*What to produce*
Below are some entries. Repeat exactly the lines from the one with "not allow general purpose workspaces" through the one with "rule data key", and only those.

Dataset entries
*** Block opens ***

PR #1019, opened 2024-06-03
Add trusted.trusted_parameters policy rule

lcarva:
This policy rule is responsible for identifying when a trusted builder Task uses the result from an untrusted Task.

The parameters inspected are scoped to values that look like a digest.This is because, at least with the SLSA Provenance 0.2 format, we cannot easily tell where a paramter came from (Pipeline parameter, default Task Parameter, hard-coded, from another Task, etc). The new policy rule makes an assumption that if a parameter includes a digest, that digest must be accounted for within the Pipeline.

This pull request also includes two other minor commits. One to add supporting helper functions, and the other to tidy up one of the existing test cases.

Fixes #1019
Ref: EC-658

### DIFF
--- a/policy/release/lib/attestations.rego
+++ b/policy/release/lib/attestations.rego
@@ -138,3 +138,28 @@ task_succeeded(name) if {
 	task := task_in_pipelinerun(name)
 	task.status == "Succeeded"
 }
+
+# param_values expands the value into a list of values as needed. This is useful when handling
+# parameters that could be of type string or an array of strings.
+param_values(value) := {value} if {
+	is_string(value)
+} else := values if {
+	is_array(value)
+	values := {v | some v in value}
+} else := values if {
+	is_object(value)
+	values := {v | some k, v in value}
+}
+
+# result_values expands the value of the given result into a list of values. This is useful when
+# handling results that could be of type string, array of strings, or an object.
+result_values(result) := value if {
+	result.type == "string"
+	value := {result.value}
+} else := value if {
+	result.type == "array"
+	value := {v | some v in result.value}
+} else := value if {
+	result.type == "object"
+	value := {v | some k, v in result.value}
+}
--- a/policy/release/lib/attestations.rego
+++ b/policy/release/lib/attestations.rego
@@ -148,7 +148,7 @@ param_values(value) := {value} if {
 	values := {v | some v in value}
 } else := values if {
 	is_object(value)
-	values := {v | some k, v in value}
+	values := {v | some v in value}
 }
 
 # result_values expands the value of the given result into a list of values. This is useful when
@@ -161,5 +161,5 @@ result_values(result) := value if {
 	value := {v | some v in result.value}
 } else := value if {
 	result.type == "object"
-	value := {v | some k, v in result.value}
+	value := {v | some v in result.value}
 }
--- a/policy/release/trusted_task.rego
+++ b/policy/release/trusted_task.rego
@@ -16,6 +16,8 @@ import data.lib.tkn
 
 _supported_ta_uris_reg := {"oci:.*@sha256:[0-9a-f]{64}"}
 
+_digest_patterns := {`sha256:[0-9a-f]{64}`}
+
 # METADATA
 # title: Task references are pinned
 # description: >-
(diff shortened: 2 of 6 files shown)


policy/release/trusted_task.rego
```diff
@@ -145,6 +147,36 @@ deny contains result if {
 	result := lib.result_helper(rego.metadata.chain(), [])
 }
 
+# METADATA
+# title: Trusted parameters
+# description: >-
+#   Confirm certain parameters provided to each builder Task have come from trusted Tasks.
+# custom:
+#   short_name: trusted_parameters
```
lcarva, line 155: I considered an alternative to introducing a new policy rule. We could instead extend how the `_artifact_chain` is computed to take into account this logic. I was half-way through the implementation when I realized that this would exclude the check when Trusted Artifacts are not in use.  Maybe it's something we move towards in the future, but I do like the benefit of applying this rule in call cases.

lcarva:
Need to debug the acceptance test. I can't seem to reproduce it locally :disappointed:

policy/release/lib/attestations.rego
```diff
@@ -138,3 +138,28 @@ task_succeeded(name) if {
...
+# param_values expands the value into a list of values as needed. This is useful when handling
+# parameters that could be of type string or an array of strings.
+param_values(value) := {value} if {
+	is_string(value)
+} else := values if {
+	is_array(value)
+	values := {v | some v in value}
+} else := values if {
+	is_object(value)
+	values := {v | some k, v in value}
```
zregvart, line 151: nit
```suggestion
	values := {v | some v in value}
```

policy/release/lib/attestations.rego
```diff
@@ -138,3 +138,28 @@ task_succeeded(name) if {
...
+# handling results that could be of type string, array of strings, or an object.
+result_values(result) := value if {
+	result.type == "string"
+	value := {result.value}
+} else := value if {
+	result.type == "array"
+	value := {v | some v in result.value}
+} else := value if {
+	result.type == "object"
+	value := {v | some k, v in result.value}
```
zregvart, line 164: nit
```suggestion
	value := {v | some v in result.value}
```

policy/release/trusted_task.rego
```diff
@@ -145,6 +147,37 @@ deny contains result if {
 	result := lib.result_helper(rego.metadata.chain(), [])
 }
 
+# METADATA
+# title: Trusted parameters
+# description: >-
+#   Confirm certain parameters provided to each builder Task have come from trusted Tasks.
```
zregvart, line 153: I think we want to check every Task on the chain not just the builder Tasks. Perhaps one can manipulate the prefetch-dependencies Task via a parameter from an untrusted Task? Not really via digests as it currently stands, but still...

policy/release/trusted_task.rego
zregvart: Yeah I think this is a generic constraint, we don't want parameters from untrusted tasks to go to any trusted task when not using trusted artifacts; or to any trusted tasks on the artifact chain when using trusted artifacts. Not sure if we need two variants of this rule for those two cases, perhaps...

zregvart (approved):
With the caveat that this handles digests currently I think this is good to go, perhaps we need to ponder a bit if there are cases when we want to check the non-digest parameters as well in a followup to this...

policy/release/trusted_task.rego
lcarva: Let me ponder on this for a bit. I think if someone is using Trusted Artifacts, it's ok if they have certain Tasks that do this as long as it doesn't affect the builder Tasks.

policy/release/lib/attestations.rego
lcarva: I didn't this worked. Thanks!

lcarva:
@zregvart, not sure if you want to have another look before merging.

zregvart (approved):
:rocket:

policy/release/trusted_task.rego
zregvart: Here is an example, I add an untrusted Task `pick-proxy` which will emit a `HTTP_PROXY` result, i.e. a HTTP proxy that will be used for the git-clone or prefetch-dependencies Task, now in good faith this Task was added to choose a correct proxy, say depending on where the build is running. If that Task is compromised then the sources or the dependencies can be influenced. That's why I think we should look at the whole chain. This is in the end similar to how the non Trusted Artifacts pipeline is examined where we say all Tasks need to be trusted.

lcarva: It's a valid point. I just don't think we have enough information in the SLSA Provenance to do this. We need the Pipeline definition. I'll file a follow up spike for this.

lcarva: Filed https://issues.redhat.com/browse/EC-670

PR #1020, opened 2024-06-04
Deprecated CVE result name is ok if new is present

zregvart:
If the scanning task emits both the new result name (`SCAN_OUTPUT`) and the deprecated one `CLAIR_SCAN_RESULT` the `deprecated_cve_result_name` warning should not be emitted.

Also the second warning about the same issue with the code `deprecated_unpatched_cve_result_name` is removed to reduce the noise.


lcarva (approved):

simonbaird (approved):
Nice.

PR #1024, opened 2024-06-05
Allow image URLs and digests to contain \n

lcarva:
The type-hinting results that Chains expects, e.g. IMAGE_URL, sometimes contain a trailing slash. Chains allows for this behavior by always trimming the spaces around such values. The same should be done by the policy rules.

These changes also use the policy input extracted from the latest golden-container image in the acceptance tests. This now contains a Task that builds the source container image which highlights the bug fixed in this PR.


joejstuart (approved):
Thanks!

PR #1028, opened 2024-06-06
Add trusted_artifacts.workspaces rule to task ns

lcarva:
This commit adds a new policy rule, `trusted_artifacts.workspaces`, under the `task` namespace. Its purpose is to disallow general purpose workspaces from being used by Tasks that implement the Trusted Artifacts pattern.

Ref: EC-658

### DIFF
--- a/policy/task/trusted_artifacts.rego
+++ b/policy/task/trusted_artifacts.rego
@@ -38,6 +38,26 @@ deny contains result if {
 	result := lib.result_helper(rego.metadata.chain(), [result_name, k8s.name_version(input)])
 }
 
+# METADATA
+# title: Workspace
+# description: >-
+#   Tasks that implement the Trusted Artifacts pattern should not allow general purpose workspaces
+#   to share data. Instead, data should be passed around via Trusted Artifacts. Workspaces used for
+#   other purposes, e.g. provide auth credentials, are allowed. Use the rule data key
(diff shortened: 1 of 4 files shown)


policy/task/trusted_artifacts.rego
```diff
@@ -59,3 +79,14 @@ _ta_results contains result_name if {
 _has_ta_suffix(name) if endswith(name, "_ARTIFACT")
 
 _is_ta_step(step) if contains(step.image, "trusted-artifacts")
+
+_uses_trusted_artifacts(task) if {
```
simonbaird, line 83: I'm wondering how bulletproof this detection method is. Could it produce false positives? Maybe add some commentary here to explain the assumptions being made and if/how it might reach the wrong conclusion.

simonbaird: Oh, I realized we're checking a task definitions not attestation after writing that. So it's probably no big deal. Even so some comments would be useful.

simonbaird (approved):

policy/task/trusted_artifacts.rego
lcarva: Good idea. Added a comment explaining the approach.

lcarva:
This was meant to reference EC-258 instead. My bad.

PR #1041, opened 2024-06-13
Support using arbitrary & specific ec version

simonbaird:
Optionally specify a git ref that will be used as the ec version for running the test suite using make.

This lets me confirm that v0.1-alpha is not compatible with the current latest policies and v0.2 is compatible[1].

```
EC_REF=release-v0.1-alpha make ec-version quiet-test #=> fails
EC_REF=release-v0.2 make ec-version quiet-test #=> passes
EC_REF=release-v0.4 make ec-version quiet-test #=> passes
```

You could use a specific git sha instead of a branch if you want to.

Ref: [EC-695](https://issues.redhat.com/browse/EC-695)

[1] ...probably. The test suite passes at least.

### DIFF
--- a/Makefile
+++ b/Makefile
@@ -10,7 +10,16 @@ POLICY_DIR=./policy
 # Use go run so we use the exact pinned versions from the mod file.
 # Use ec for the opa and conftest commands so that our custom rego
 # functions are available.
-EC=go run github.com/enterprise-contract/ec-cli
+ifndef EC_REF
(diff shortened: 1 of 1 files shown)


lcarva (approved):
Very nice! :taco:

zregvart (approved):

simonbaird:
Rebased and fixed the commit signing. Will merge when green.

PR #1030, opened 2024-06-10
Disallow dependencies based on attributes in SBOM

zregvart:
Given rule data set to:

```
dissalowed_attributes:
  - name: attribute
    value: value
  - name: another
```

Will disallow any dependency that has properties "attribute" with value value" or "another" (without a value) set.

Reference: https://issues.redhat.com/browse/EC-638

PR #1046, opened 2024-06-20
Fix typo in rule data attributes key

simonbaird:
A small fixup for PR #1030

Ref: https://issues.redhat.com/browse/EC-638


robnester-rh (approved):
LGTM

*** Block closes ***

*Output for this exercise*
+#   Tasks that implement the Trusted Artifacts pattern should not allow general purpose workspaces
+#   to share data. Instead, data should be passed around via Trusted Artifacts. Workspaces used for
+#   other purposes, e.g. provide auth credentials, are allowed. Use the rule data key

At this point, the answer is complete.